> [DIRECTIONS] Retype verbatim the lines of the listing, from the very first through the line with "- If necessary, author".

◇ ◇ ◇ ◇

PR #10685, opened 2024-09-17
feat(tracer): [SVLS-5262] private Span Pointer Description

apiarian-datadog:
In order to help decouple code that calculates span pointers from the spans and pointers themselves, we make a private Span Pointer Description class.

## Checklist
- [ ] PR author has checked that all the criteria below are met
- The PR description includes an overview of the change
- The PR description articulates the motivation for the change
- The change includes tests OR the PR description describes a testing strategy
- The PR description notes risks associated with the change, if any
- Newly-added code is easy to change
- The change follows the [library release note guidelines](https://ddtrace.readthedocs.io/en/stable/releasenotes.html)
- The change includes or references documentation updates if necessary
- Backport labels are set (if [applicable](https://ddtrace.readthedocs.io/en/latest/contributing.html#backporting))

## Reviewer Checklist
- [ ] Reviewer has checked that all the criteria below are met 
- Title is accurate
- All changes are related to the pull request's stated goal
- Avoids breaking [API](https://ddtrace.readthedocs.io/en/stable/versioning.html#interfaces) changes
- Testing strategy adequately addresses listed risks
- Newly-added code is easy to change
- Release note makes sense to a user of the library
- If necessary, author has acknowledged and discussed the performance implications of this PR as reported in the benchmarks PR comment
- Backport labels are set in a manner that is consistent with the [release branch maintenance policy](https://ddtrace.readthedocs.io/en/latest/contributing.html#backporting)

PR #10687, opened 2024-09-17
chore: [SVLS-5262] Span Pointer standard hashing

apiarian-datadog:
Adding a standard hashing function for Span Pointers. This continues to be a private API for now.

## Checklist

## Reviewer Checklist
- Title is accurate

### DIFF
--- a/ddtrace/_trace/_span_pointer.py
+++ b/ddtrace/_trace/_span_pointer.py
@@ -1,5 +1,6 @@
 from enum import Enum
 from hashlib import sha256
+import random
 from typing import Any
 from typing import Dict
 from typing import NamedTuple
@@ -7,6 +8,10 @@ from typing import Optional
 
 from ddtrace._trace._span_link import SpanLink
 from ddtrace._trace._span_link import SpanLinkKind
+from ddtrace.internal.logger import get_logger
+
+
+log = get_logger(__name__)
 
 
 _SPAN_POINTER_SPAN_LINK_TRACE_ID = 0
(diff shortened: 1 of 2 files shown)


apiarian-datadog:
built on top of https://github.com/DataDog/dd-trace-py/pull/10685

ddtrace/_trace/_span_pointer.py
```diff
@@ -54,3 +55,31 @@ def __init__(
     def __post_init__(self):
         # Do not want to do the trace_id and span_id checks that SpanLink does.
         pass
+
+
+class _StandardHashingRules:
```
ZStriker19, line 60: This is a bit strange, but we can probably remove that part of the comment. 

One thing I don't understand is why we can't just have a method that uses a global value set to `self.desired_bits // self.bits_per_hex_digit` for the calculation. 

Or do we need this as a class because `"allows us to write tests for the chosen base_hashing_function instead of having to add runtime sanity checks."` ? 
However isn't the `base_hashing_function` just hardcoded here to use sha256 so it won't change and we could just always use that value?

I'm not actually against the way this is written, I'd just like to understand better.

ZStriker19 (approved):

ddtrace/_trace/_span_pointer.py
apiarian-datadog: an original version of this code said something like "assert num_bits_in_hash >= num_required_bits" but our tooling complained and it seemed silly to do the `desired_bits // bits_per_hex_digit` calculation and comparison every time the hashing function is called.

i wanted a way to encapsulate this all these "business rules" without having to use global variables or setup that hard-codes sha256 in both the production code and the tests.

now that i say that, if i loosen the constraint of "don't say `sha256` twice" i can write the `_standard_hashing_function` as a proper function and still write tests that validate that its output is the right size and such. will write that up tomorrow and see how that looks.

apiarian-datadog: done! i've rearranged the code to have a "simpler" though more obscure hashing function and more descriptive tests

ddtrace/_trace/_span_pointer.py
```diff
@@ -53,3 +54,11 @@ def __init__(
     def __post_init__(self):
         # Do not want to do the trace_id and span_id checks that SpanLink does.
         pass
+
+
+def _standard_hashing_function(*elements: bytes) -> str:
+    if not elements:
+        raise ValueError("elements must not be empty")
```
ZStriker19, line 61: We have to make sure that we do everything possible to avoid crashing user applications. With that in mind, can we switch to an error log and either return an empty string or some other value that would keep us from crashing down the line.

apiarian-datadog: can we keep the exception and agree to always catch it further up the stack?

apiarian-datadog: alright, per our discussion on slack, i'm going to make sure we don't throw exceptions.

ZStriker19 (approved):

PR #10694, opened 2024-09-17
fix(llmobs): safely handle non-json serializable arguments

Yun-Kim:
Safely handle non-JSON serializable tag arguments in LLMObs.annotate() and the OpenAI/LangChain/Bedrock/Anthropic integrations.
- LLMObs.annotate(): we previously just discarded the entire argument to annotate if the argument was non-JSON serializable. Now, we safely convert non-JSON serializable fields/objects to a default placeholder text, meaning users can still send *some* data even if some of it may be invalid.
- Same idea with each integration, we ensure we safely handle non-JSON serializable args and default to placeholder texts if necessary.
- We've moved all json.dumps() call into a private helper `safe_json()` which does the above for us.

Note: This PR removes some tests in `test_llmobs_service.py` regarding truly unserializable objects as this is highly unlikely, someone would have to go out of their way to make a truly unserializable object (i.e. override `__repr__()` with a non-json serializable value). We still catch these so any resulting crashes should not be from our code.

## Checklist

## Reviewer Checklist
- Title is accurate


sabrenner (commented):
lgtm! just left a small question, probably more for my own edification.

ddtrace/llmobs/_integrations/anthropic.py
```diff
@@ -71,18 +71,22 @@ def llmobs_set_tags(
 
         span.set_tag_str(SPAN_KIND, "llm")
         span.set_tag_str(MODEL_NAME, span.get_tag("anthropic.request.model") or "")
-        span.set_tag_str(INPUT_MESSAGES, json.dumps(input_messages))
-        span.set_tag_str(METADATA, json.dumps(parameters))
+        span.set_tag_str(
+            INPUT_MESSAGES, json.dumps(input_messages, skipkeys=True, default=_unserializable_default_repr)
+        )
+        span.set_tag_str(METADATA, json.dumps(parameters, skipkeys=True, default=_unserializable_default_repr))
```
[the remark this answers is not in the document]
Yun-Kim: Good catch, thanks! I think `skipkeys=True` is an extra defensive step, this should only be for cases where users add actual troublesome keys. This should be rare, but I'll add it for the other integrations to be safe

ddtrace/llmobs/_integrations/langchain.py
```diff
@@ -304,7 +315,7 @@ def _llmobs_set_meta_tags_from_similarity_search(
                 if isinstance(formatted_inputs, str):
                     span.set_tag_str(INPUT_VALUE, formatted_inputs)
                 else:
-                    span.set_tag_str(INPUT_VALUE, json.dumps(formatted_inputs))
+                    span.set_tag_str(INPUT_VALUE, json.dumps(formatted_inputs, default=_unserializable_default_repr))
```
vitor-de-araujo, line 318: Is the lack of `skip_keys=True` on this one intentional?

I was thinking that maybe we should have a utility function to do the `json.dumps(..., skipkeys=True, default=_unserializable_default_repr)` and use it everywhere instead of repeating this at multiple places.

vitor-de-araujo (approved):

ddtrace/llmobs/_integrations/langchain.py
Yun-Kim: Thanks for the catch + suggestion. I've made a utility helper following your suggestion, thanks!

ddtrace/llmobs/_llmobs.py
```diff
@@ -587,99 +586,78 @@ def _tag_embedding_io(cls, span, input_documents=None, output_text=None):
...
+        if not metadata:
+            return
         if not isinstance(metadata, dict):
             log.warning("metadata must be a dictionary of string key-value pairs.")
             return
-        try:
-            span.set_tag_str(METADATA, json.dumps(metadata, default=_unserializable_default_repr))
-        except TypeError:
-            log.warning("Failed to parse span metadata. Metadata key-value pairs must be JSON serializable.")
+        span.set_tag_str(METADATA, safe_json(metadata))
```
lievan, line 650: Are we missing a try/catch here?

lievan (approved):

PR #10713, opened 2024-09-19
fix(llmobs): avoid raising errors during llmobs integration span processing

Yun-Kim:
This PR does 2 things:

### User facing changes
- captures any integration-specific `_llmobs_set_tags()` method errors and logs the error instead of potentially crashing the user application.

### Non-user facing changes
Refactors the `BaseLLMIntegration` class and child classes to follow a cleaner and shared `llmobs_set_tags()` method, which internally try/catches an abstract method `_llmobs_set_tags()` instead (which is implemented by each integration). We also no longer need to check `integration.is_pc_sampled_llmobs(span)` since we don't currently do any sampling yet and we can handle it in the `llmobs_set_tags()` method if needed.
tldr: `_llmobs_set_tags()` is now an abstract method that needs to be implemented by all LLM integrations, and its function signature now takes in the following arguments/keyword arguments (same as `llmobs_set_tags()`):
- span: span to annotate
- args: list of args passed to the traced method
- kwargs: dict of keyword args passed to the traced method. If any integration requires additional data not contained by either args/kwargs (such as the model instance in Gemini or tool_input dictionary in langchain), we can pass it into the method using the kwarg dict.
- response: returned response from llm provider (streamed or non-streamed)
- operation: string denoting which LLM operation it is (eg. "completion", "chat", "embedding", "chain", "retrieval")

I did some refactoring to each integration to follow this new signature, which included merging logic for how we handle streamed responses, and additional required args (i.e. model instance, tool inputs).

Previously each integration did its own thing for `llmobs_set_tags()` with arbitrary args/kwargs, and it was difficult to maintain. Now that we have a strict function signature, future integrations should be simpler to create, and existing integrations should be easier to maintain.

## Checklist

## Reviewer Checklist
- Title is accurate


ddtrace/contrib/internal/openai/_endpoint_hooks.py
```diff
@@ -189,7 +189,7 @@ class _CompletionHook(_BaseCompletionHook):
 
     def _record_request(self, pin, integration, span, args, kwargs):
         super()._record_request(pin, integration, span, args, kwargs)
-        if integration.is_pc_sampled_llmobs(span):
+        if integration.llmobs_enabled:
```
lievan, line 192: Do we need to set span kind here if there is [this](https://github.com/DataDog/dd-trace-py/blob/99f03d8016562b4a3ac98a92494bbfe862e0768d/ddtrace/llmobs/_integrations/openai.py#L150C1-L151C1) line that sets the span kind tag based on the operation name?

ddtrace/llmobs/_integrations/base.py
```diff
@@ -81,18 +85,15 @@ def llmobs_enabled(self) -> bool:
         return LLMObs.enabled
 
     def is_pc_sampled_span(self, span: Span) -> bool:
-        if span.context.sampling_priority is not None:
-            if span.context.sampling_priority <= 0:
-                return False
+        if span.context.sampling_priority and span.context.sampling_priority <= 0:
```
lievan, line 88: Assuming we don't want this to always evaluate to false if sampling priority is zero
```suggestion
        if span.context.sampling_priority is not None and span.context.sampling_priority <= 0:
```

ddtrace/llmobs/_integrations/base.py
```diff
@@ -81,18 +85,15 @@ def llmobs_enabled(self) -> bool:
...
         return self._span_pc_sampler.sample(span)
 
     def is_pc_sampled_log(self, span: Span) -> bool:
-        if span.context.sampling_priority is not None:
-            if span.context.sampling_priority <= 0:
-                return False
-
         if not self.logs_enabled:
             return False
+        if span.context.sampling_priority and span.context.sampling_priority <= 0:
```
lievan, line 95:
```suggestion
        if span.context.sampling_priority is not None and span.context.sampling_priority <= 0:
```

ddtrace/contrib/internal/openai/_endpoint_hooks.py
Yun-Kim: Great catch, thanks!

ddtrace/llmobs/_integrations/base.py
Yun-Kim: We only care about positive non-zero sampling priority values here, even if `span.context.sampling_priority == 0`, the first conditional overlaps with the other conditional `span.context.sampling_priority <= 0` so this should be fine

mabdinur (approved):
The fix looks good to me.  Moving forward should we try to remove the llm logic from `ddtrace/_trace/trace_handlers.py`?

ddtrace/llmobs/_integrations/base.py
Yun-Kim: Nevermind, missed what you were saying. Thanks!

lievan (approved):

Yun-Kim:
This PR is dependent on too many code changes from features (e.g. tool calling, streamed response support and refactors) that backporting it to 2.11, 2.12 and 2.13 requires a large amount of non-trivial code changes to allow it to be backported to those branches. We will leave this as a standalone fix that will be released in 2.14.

◇ ◇ ◇ ◇

> [WRITTEN ANSWER]
PR #10685, opened 2024-09-17
feat(tracer): [SVLS-5262] private Span Pointer Description

apiarian-datadog:
In order to help decouple code that calculates span pointers from the spans and pointers themselves, we make a private Span Pointer Description class.

## Checklist
- [ ] PR author has checked that all the criteria below are met
- The PR description includes an overview of the change
- The PR description articulates the motivation for the change
- The change includes tests OR the PR description describes a testing strategy
- The PR description notes risks associated with the change, if any
- Newly-added code is easy to change
- The change follows the [library release note guidelines](https://ddtrace.readthedocs.io/en/stable/releasenotes.html)
- The change includes or references documentation updates if necessary
- Backport labels are set (if [applicable](https://ddtrace.readthedocs.io/en/latest/contributing.html#backporting))

## Reviewer Checklist
- [ ] Reviewer has checked that all the criteria below are met 
- Title is accurate
- All changes are related to the pull request's stated goal
- Avoids breaking [API](https://ddtrace.readthedocs.io/en/stable/versioning.html#interfaces) changes
- Testing strategy adequately addresses listed risks
- Newly-added code is easy to change
- Release note makes sense to a user of the library
- If necessary, author has acknowledged and discussed the performance implications of this PR as reported in the benchmarks PR comment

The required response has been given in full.